--- Prompt ---
What appears from the first line of the records below through the line containing "#### Solution" must be reproduced verbatim.

--- Data for the task ---
PR #468, opened 2021-04-01
fix(performance): Require specific aws-sdk modules

roni-frantchi:
#### Issue
Requiring the entire `aws-sdk` seem to have noticeable performance penalty.  

#### Solution
Instead, require the global instance from `aws-sdk/global` or the needed client from `aws-sdk/clients/xxx`

### DIFF
--- a/test/acceptance/acceptance.js
+++ b/test/acceptance/acceptance.js
@@ -3,7 +3,7 @@
 const chai = require('chai');
 const chaiAsPromised = require('chai-as-promised');
 const { expect } = require('chai');
-const AWS = require('aws-sdk');
+const Lambda = require('aws-sdk/clients/lambda');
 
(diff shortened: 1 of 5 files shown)


test/acceptance/acceptance.js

--- Answer space ---
PR #468, opened 2021-04-01
fix(performance): Require specific aws-sdk modules

roni-frantchi:
#### Issue
Requiring the entire `aws-sdk` seem to have noticeable performance penalty.  

#### Solution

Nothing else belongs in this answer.